US says Iran’s behavior ‘not positive’
While Washington does not regard Tehran’s “Death to America” slogan as an official Iranian policy, State Department spokesman Mark Toner said on Thursday that the US still views the Islamic republic’s behavior in the region as “not positive.”
Thousands of Iranians chanted “Death to America” in the capital Tehran on Thursday, marking the anniversary of the 1979 takeover of the US embassy by students.
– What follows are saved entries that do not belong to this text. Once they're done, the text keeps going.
PR #3533, opened 2016-05-25
Allow companion to install in non-default location on linux

sgstreet:
The companion cmake install targets ignores CMAKE_INTALL_PREFIX when installing to a non-default location.  The current install targets always try to install images/linuxicons in /usr/share/icons and udev.rules in /lib/udev/rules.d.

This PR detects the use of non-default install locations and uses relative paths instead of absolute paths for the affected paths.


bsongis:
Thanks!

sgstreet:
No worries.  This is a great project!

PR #3534, opened 2016-05-25
[MEGA2560] KS108+ Voice+Splash "far" (Voice driver,KS108 and ST7920 tested OK)

Ingwie:
+little option (not defined) to reduce encoder resolution (please keep it)


bsongis:
Seems all good, thanks!

PR #3556, opened 2016-05-31
Allow software based volume control

sreichholf:
- enable it for AR9X (it doesn't have HW Volume Control)
- rename "HARDWARE_VOLUME" defines to "MASTER_VOLUME" to mirror it's actual meaning
- adjust build-firmware.py and fwoptions.py


radio/src/audio_arm.cpp
```diff
@@ -511,9 +515,16 @@ void audioTask(void * pdata)
 }
 #endif
 
-void mixSample(audio_data_t * result, int sample, unsigned int fade)
+void mixSample(audio_data_t * result, int sample, unsigned int fade, bool swVolumeAdjust = true)
 {
-  *result = limit(AUDIO_DATA_MIN, *result + ((sample >> fade) >> (16-AUDIO_BITS_PER_SAMPLE)), AUDIO_DATA_MAX);
+  *result = limit(AUDIO_DATA_MIN, *result + ((sample >> fade) >> (16 - AUDIO_BITS_PER_SAMPLE)), AUDIO_DATA_MAX);
+
+#if defined(SOFTWARE_VOLUME)
```
bsongis: Why do you do this here? I would see the SOFTWARE_VOLUME after all mixing is done

sreichholf: The reason are the (Sine based) Tones. 
My initial attempt was to mix loop over the fully mixed buffer and apply volume on that but that caused tones to become cracks if volume is < 100%.
At least that's true with the Speaker delivered with the AR9X (2W 8Ohm).
As this is primarily for AR9X I considered it the "most important target for a good result" and adjusted it to work better.

I haven't debugged this to it's full extent but from looking at the code I do think that tone waves are kind of becoming to steep/irregular due to the interger-related fuzzyness when mixxing before volume control. 
The solution for that was to apply tone volume before mixing which in return meant this had to be done for for each wav sample, too.

But: It's well possible I simply did something wrong, I'd be glad to fix that up once I know what it is :)

radio/src/audio_arm.cpp
```diff
@@ -511,9 +515,16 @@ void audioTask(void * pdata)
...
+  if (!swVolumeAdjust)
+    return;
+  int32_t tmpSample = (int32_t) (uint32_t) (*result);  // conversion from uint16_t
+  *((uint16_t*) result) = (int16_t) ((tmpSample * currentSpeakerVolume) / VOLUME_LEVEL_MAX);
```
projectkk2glider: The problem is here. The zero level audio signal (silence) has a value of AUDIO_DATA_SILENCE, so to convert from unsigned sample value you have to subtract the AUDIO_DATA_SILENCE. Then you do the scaling, and then convert back to unsigned value (add back AUDIO_DATA_SILENCE).

Example of the first part is in simpgmspace.cpp:
```c
    int sample = ((int32_t)(uint32_t)(buff[i]) - 0x8000);  // conversion from uint16_t
```

And like Bertrand suggested, do the sw volume at the end, after all the mixing was done.

radio/src/audio_arm.cpp
```diff
@@ -684,8 +695,12 @@ int ToneContext::mixBuffer(AudioBuffer * buffer, int volume, unsigned int fade)
     }
 
     for (int i=0; i<points; i++) {
+
       int16_t sample = sineValues[int(toneIdx)] / state.volume;
-      mixSample(&buffer->data[i], sample, fade);
+#if defined(SOFTWARE_VOLUME)
+      sample *= (float)currentSpeakerVolume / VOLUME_LEVEL_MAX ;
```
projectkk2glider: This is bad, when you correct the sw volume math as suggested above, this will not be needed.

radio/src/audio_arm.cpp
sreichholf: thx for the explanation!

radio/src/audio_arm.cpp
```diff
@@ -511,9 +515,9 @@ void audioTask(void * pdata)
 }
 #endif
 
-void mixSample(audio_data_t * result, int sample, unsigned int fade)
+void mixSample(audio_data_t * result, int sample, unsigned int fade, bool swVolumeAdjust = true)
```
bsongis: Is the new parameter still needed?

sreichholf: No I missed that one. Sorry!

bsongis:
Perfect!

PR #3558, opened 2016-06-01
Fix columns trim5 and trim6 for Horus

3djc:


3djc:
Closed while we investigates options

PR #3568, opened 2016-06-05
Fixes #3547: Flight modes linked trims display value error

### LINKED ISSUE #3547: Companion flight modes incorrect trim values displayed when cascade linked + own trim
Incorrect value and slider positions when a trim is linked to a flight mode + own trim and that trim is linked to another flight mode.
FM 0 Own Trim enter value 10
FM 1 Use Trim from Flight Mode 0 value 10 displayed
FM 8 Use Trim from Flight Mode 1 or + Own Trim as an Offset value displayed 10
Companion Simulator in FM 8 trim is 2% (correct)

FM 8 Use Trim from Flight Mode 1 + Own Trim as an Offset value displayed 10
FM 8 change the trim to 125
switch to another tab and back to FM 8 trim displays 10 (**wrong**)
Companion Simulator in FM 8 trim is 25% (correct)

Exit editing and return to model edit still displays 10 in FM 8 (**wrong**)

FM 1 Use Trim from Flight Mode 0 + Own Trim as an Offset increase to 25
FM 8 Use Trim from Flight Mode 1 + Own Trim as an Offset displays 25 change to 50
switch to another tab and back to FM 8 trim displays 50 (correct)

FM 1 Own Trim set to 40
FM 8 Use Trim from Flight Mode 1 + Own Trim as an Offset displays 40 change to 100
switch to another tab and back to FM 8 trim displays 100 (correct)

Therefore model settings appear to be stored correctly and just a display issue for specific combination.

Companion 2.1.8 Ubuntu 14.04 Taranus Plus

elecpower:
Fixes display error in Companion when a trim in a linked flight mode sequence has Own Value

### DIFF
--- a/companion/src/eeprominterface.cpp
+++ b/companion/src/eeprominterface.cpp
@@ -1523,9 +1523,7 @@ int ModelData::getTrimValue(int phaseIdx, int trimIdx)
       }
       else {
         phaseIdx = phase.trimRef[trimIdx];
-        if (phase.trimMode[trimIdx] == 0)
-          result = 0;
-        else
+        if (phase.trimMode[trimIdx] != 0)
           result += phase.trim[trimIdx];
       }
     }


projectkk2glider:
Re #3547

PR #3571, opened 2016-06-06
tell dfu-util to boot the device to boot after flashing

schwabe:
Only tested on my X9D+. It allows me to boot the device into the OpenTX firmware by using 'make flash' (on switch must be on), combined with -DUSB=SERIAL and -DCLI=YES and the reboot command I can test a new firmware on the device without removing/plugging the usb cable


bsongis:
Why not!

Fifty-two Americans were taken as captives for 444 days following the embassy seizure, leading to what was later known as the hostage crisis.
For Iranians, the day is officially known as the “National Day of Fight against Global Arrogance.”
Asked about Iran’s “Death to American” slogan, Toner said the anniversary of this day “brings out the overhyped rhetoric on the part of many in the Iranian government.”
“We don’t necessarily want to engage in all the various statements that are made on a day like today,” he said. “Like any country, there’s heated political rhetoric that comes out.”
Toner further emphasized when he said “I’m just not going to respond to every instance of that in this case,” and that the Obama’s administration does not consider “Death to America” to be an Iranian policy.
But he said: “What I would say is we continue to see Iranian behavior in the region that is, frankly, not positive, that is unconstructive.”
Toner also rejected Iran’s involvement in both Yemen and the Syrian conflict.
During the anniversary day, Iran’s supreme leader Ayatollah Ali Khamenei told an audience of thousands of students “in any part of the world when a nation stands up against a tyrant government, its first slogan is ‘Death to the US’.”
Khamenei also described Americans as “dishonest, unreliable, deceptive, back stabbers.”
The Ayatollah also said the mastermind behind the attack was Ayatollah Sayyid Khomeini, the founder of the Islamic republic of Iran and the leader of the 1979 revolution.
Khamenei also asked Iran’s minister of education to include the event in schools’ curriculum.
Obama extends national emergency on Iran
Meanwhile, US President Barack Obama extended on Thursday Washington’s state of national emergency with respect to Iran, which was originally placed on Tehran in light of the hostage crisis in November 1979.
In a letter to Congress, Obama wrote: “Our relations with Iran have not yet returned to normal, and the process of implementing the agreements with Iran, dated Jan. 19, 1981, is still under way.”